----- DATASET -----

PR #1631, opened 2025-03-07
CSHARP-5453: Improve field encryption usability with attributes/API

papafe:


papafe:
@sanych-sun @damieng Can you give a look at the current state of the API? It's mostly functioning too, but I would like to get some feedback before writing tests. 
Some notes:
- At the moment the naming is derived from the name the fields have in the json schema, as presented [in the documentation](https://www.mongodb.com/docs/manual/core/csfle/fundamentals/create-schema/#std-label-csfle-fundamentals-pattern-properties). 
- I'll take care of the xml docs only at the end.

papafe:
@sanych-sun @damieng A couple of notes for the review:
- I have decided to reuse `EncryptionAlgorithm` and not create a new enum, even though `EncryptionAlgorithm` contains some values that are not valid for the schema, but will throw an exception.
- `bsonType` is actually optional, differently from what we discussed together. For this reason I slightly modified the overloads to avoid ambiguities when calling the methods.
- The whole `encrypt` section of a field could be empty. This is supported in the PR

damieng (dismissed):
LGTM

sanych-sun (approved):
LGTM

src/MongoDB.Bson/Serialization/BsonTypeExtensions.cs
```diff
@@ -0,0 +1,57 @@
...
+    /// <summary>
+    /// A static class containing extension methods for <see cref="BsonType"/>.
+    /// </summary>
+    public static class BsonTypeExtensions
+    {
+        /// <summary>
+        /// Maps a <see cref="BsonType"/> to its corresponding string representation.
+        /// </summary>
+        /// <param name="type">The input type to map.</param>
+        public static string ToStringRepresentation(this BsonType type)
```
papafe: @rstam this is the new method

rstam: I'm not sure we should add this to the public API just so EF Core can use it. EF Core can easily duplicate this very small method.

Unless there is a clear scenario where a USER would find this useful, I wouldn't add it to the public API.

Definitely a good idea to centralize this conversion in an `internal` method for our own consumption.

If we do make this public I suggest it be done as a separate JIRA ticket so that users can see it.

rstam (changes requested):

src/MongoDB.Bson/Serialization/BsonTypeExtensions.cs
damieng: It's a useful method with a clear and defined purpose and limited API surface. If I need it in the EF provider chances are other people need it too and probably also had to reproduce it. They'd need it right now if they're doing their own queryable encryption or CSFLE work and are trying to leverage BsonType in order to generate the schema.

papafe: @rstam What do you think?

rstam: > They'd need it right now if they're doing their own queryable encryption

Not really. They would just use the string constants directly.

rstam: `ToStringRepresentation` sounds a little vague.

This is not just ANY string representation, this is the string representation the SERVER uses.

If we are going to add this to the public API (which I think is questionable) maybe a better name is called for, something like `ToServerString`.

I don't know why you chose `ToStringRepresentation` instead of `ToString`. I'm assuming it's because of conflicts with `Object.ToString`?

rstam (changes requested):

src/MongoDB.Bson/Serialization/BsonTypeExtensions.cs
```diff
@@ -0,0 +1,57 @@
...
+ */
+
+using System;
+
+namespace MongoDB.Bson.Serialization
+{
+    /// <summary>
+    /// A static class containing extension methods for <see cref="BsonType"/>.
+    /// </summary>
+    public static class BsonTypeExtensions
```
rstam: While I'm not convinced we should add this class, if we do add it, I think this is the wrong location.

I would put it in the `ObjectModel` folder right next to the `BsonType.cs` file.

rstam (changes requested):

src/MongoDB.Bson/Serialization/BsonTypeExtensions.cs
papafe: I agree with this, moved.

src/MongoDB.Bson/Serialization/BsonTypeExtensions.cs
papafe: Yes, I didn't use `ToString` otherwise it gets shadowed by `Object.ToString()`. 
I would be fine to change the name to something more representative if we're ok with putting this in the public API.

-----

**TASK ITEM**
One exact transcript of the whole listing is the expected answer.

**OUTPUT OF THE TASK**
PR #1631, opened 2025-03-07
CSHARP-5453: Improve field encryption usability with attributes/API

papafe:


papafe:
@sanych-sun @damieng Can you give a look at the current state of the API? It's mostly functioning too, but I would like to get some feedback before writing tests. 
Some notes:
- At the moment the naming is derived from the name the fields have in the json schema, as presented [in the documentation](https://www.mongodb.com/docs/manual/core/csfle/fundamentals/create-schema/#std-label-csfle-fundamentals-pattern-properties). 
- I'll take care of the xml docs only at the end.

papafe:
@sanych-sun @damieng A couple of notes for the review:
- I have decided to reuse `EncryptionAlgorithm` and not create a new enum, even though `EncryptionAlgorithm` contains some values that are not valid for the schema, but will throw an exception.
- `bsonType` is actually optional, differently from what we discussed together. For this reason I slightly modified the overloads to avoid ambiguities when calling the methods.
- The whole `encrypt` section of a field could be empty. This is supported in the PR

damieng (dismissed):
LGTM

sanych-sun (approved):
LGTM

src/MongoDB.Bson/Serialization/BsonTypeExtensions.cs
```diff
@@ -0,0 +1,57 @@
...
+    /// <summary>
+    /// A static class containing extension methods for <see cref="BsonType"/>.
+    /// </summary>
+    public static class BsonTypeExtensions
+    {
+        /// <summary>
+        /// Maps a <see cref="BsonType"/> to its corresponding string representation.
+        /// </summary>
+        /// <param name="type">The input type to map.</param>
+        public static string ToStringRepresentation(this BsonType type)
```
papafe: @rstam this is the new method

rstam: I'm not sure we should add this to the public API just so EF Core can use it. EF Core can easily duplicate this very small method.

Unless there is a clear scenario where a USER would find this useful, I wouldn't add it to the public API.

Definitely a good idea to centralize this conversion in an `internal` method for our own consumption.

If we do make this public I suggest it be done as a separate JIRA ticket so that users can see it.

rstam (changes requested):

src/MongoDB.Bson/Serialization/BsonTypeExtensions.cs
damieng: It's a useful method with a clear and defined purpose and limited API surface. If I need it in the EF provider chances are other people need it too and probably also had to reproduce it. They'd need it right now if they're doing their own queryable encryption or CSFLE work and are trying to leverage BsonType in order to generate the schema.

papafe: @rstam What do you think?

rstam: > They'd need it right now if they're doing their own queryable encryption

Not really. They would just use the string constants directly.

rstam: `ToStringRepresentation` sounds a little vague.

This is not just ANY string representation, this is the string representation the SERVER uses.

If we are going to add this to the public API (which I think is questionable) maybe a better name is called for, something like `ToServerString`.

I don't know why you chose `ToStringRepresentation` instead of `ToString`. I'm assuming it's because of conflicts with `Object.ToString`?

rstam (changes requested):

src/MongoDB.Bson/Serialization/BsonTypeExtensions.cs
```diff
@@ -0,0 +1,57 @@
...
+ */
+
+using System;
+
+namespace MongoDB.Bson.Serialization
+{
+    /// <summary>
+    /// A static class containing extension methods for <see cref="BsonType"/>.
+    /// </summary>
+    public static class BsonTypeExtensions
```
rstam: While I'm not convinced we should add this class, if we do add it, I think this is the wrong location.

I would put it in the `ObjectModel` folder right next to the `BsonType.cs` file.

rstam (changes requested):

src/MongoDB.Bson/Serialization/BsonTypeExtensions.cs
papafe: I agree with this, moved.

src/MongoDB.Bson/Serialization/BsonTypeExtensions.cs
papafe: Yes, I didn't use `ToString` otherwise it gets shadowed by `Object.ToString()`. 
I would be fine to change the name to something more representative if we're ok with putting this in the public API.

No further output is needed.